Understanding the impact of COVID-19 on Australians living with an eating disorder

Approximately one-in-20 Australians, and an estimated four to eight per cent of the Australian adult population, are living with an eating disorder.

As the COVID-19 pandemic continues to evolve day by day, the InsideOut Institute for Eating Disorders has just launched an online survey to better understand how people living with an eating disorder are being impacted during these unprecedented times.

The survey is being led by Dr Jane Miskovic-Wheatley, Research Stream Lead at the InsideOut Institute, who recently told the ABC “The more that we can understand about the full range of responses, the better we are going to be able to make sure that the healthcare system is responding to those who are most in need.”

Currently there is little evidence of both the short and long-term impact of COVID-19 on pre-existing mental health concerns, such as eating disorders. Food insecurity, social isolation, increased hygiene measures, closure of health and fitness centres, and an increased sense of uncertainty may have triggered eating disorder symptoms in some individuals.

People living with eating disorders can have a complex relationship with food, exercise and social relationships, and the InsideOut Institute is interested in how this relationship may have changed throughout the course of 2020.  

The study aims to identify the unique challenges or opportunities those with eating disorders are facing and seeks to measure the impact on symptoms, access to, and changes in treatment, social isolation and quality of life. 

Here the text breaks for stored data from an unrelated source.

PR #1132, opened 2023-07-17
Fix typegen for component queries inside of a route

### LINKED ISSUE #1131: Component query inside of a route folder gets incorrect types
### Describe the bug

(copied over from Discord)

Whenever I have a route, e.g. `/items` in which I have a `+page.gql` and a `MyComponent.svelte`, the types for the `MyComponentQueryVariables` function are generated with the page params instead of the component props.

for example, for a component at the `src/lib/components/MyLibComponent.svelte`, the typings are something like this:
```ts
type MyLibComponentProps = ComponentProps<MyLibComponent>;
export type MyLibComponentQueryVariables = <_Props extends MyLibComponentProps>(args: { props: _Props }) => MyLibComponentQuery$input;
```

however, inside the `src/routes/test/MyRouteComponent.svelte`, the typings are generated like this:
```ts
export type MyRouteComponentQueryVariables = VariableFunction<PageParams, MyRouteComponentQuery$input>;
```
which causes me to not be able to access the props of that component.

It isn't too big of an issue for me, because I only put them in the `routes` folder for testing, before I move them to the `lib` folder, but I keep stumbling across it during testing.

### Severity

annoyance

1. Create a new route with a +page.gql query
2. In that route folder, create a component with a component query
3. In that component query, try adding a `_MyQueryVariables` function of type `MyQueryVariables` (imported from `./$houdini`)
4. See that the `MyQueryVariables` type has the types of the route itself, instead of the component

### Reproduction

https://github.com/SeppahBaws/houdini/commit/447469a1afc749cce7c12df19ffe1f0707794da1

SeppahBaws:
Fixes #1131 

Types for component queries inside of the routes didn't get types generated properly. See issue for full explanation.

### DIFF
--- a/packages/houdini-svelte/src/plugin/codegen/routes/index.ts
+++ b/packages/houdini-svelte/src/plugin/codegen/routes/index.ts
@@ -57,7 +57,10 @@ export default async function svelteKitGenerator(
 			}
 
 			const componentNames: string[] = []
-			const uniqueComponentQueries: { query: OperationDefinitionNode, componentPath: string }[] = []
+			const uniqueComponentQueries: {
+				query: OperationDefinitionNode
+				componentPath: string
+			}[] = []
 			for (const component of componentQueries) {
 				if (!componentNames.includes(component.query.name!.value)) {
 					componentNames.push(component.query.name!.value)
@@ -93,7 +96,11 @@ export default async function svelteKitGenerator(
 					config,
 					uniqueLayoutQueries
 				)
-				const componentQueryTypeImports = getComponentTypeImports(dirpath, config, uniqueComponentQueries)
+				const componentQueryTypeImports = getComponentTypeImports(
+					dirpath,
+					config,
+					uniqueComponentQueries
+				)
 
 				// Util bools for ensuring no unnecessary types
 				const beforePageLoad = pageExports.includes(houdini_before_load_fn)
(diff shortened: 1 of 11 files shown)


packages/houdini-svelte/src/plugin/codegen/routes/index.ts
```diff
@@ -318,6 +374,29 @@ function append_VariablesFunction(
 		.join('\n')
 }
 
+// Copied and adapted from packages\houdini-svelte\src\plugin\codegen\components\index.ts
```
AlecAivazis, line 377: Could you put a comment on the function that this was adapted from just in case we run into a bug over there. I dont want to forget it could be duplicated here

SeppahBaws: Alright, will do it during lunch today or this evening.

Looking through the code however made me think that perhaps these two files could maybe be merged?
Maybe just have one file that goes through the files in the project, and then depending on what type of file it is it uses a different generator for the types? Could be that I'm missing some resoning behind why it's split up though.
But it would eliminate having to duplicate the component query type generation.

SeppahBaws: If I find some time later on I might merge these files, but I think it might be better to do that in a separate PR instead of adding it to this one.

AlecAivazis (approved):
Thanks for adding the comment!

If you are aged 16 years and over, and have been diagnosed with an eating disorder, and/or have or are experiencing concerns with your body image or eating difficulties, take the survey here to help the InsideOut Institute measure the impact of COVID-19.

Should you have any study-related questions, please contact the InsideOut Institute on 02 8627 5690or email insideout.research@sydney.edu.au. Please put COVID STUDY in the subject line.

If you feel distressed at any time, please call 1 800 ED HOPE (1 800 33 4673).

This study has been approved by Sydney Local Health District Human Research Ethics Committee (X20 -0181)

1 Comments

  1. Camilla Toft on July 30, 2020 at 8:11 am

    An increasing number of people are suffering from mental distress and among these, eating disorders – and what we know for sure about these disorders are, that they are thriving in social isolation, as we have been and still are forced into due to COVID-19. It would be expected that patients will experience an increase in symptoms, yet the individual’s why and how will be insightful for future knowledge on how to treat these patients (or how to minimize their role as victims during pandemics). Another noteworthy aspect of studying eating disorders during COVID-19 could be to investigate the possible increase in the number of cases: Is this virus not only a trigger to escalate our already existing cases, but also a trigger to escalate cases? (How many people are becoming health related victims of the corona virus without being contracting to the virus himself or herself?)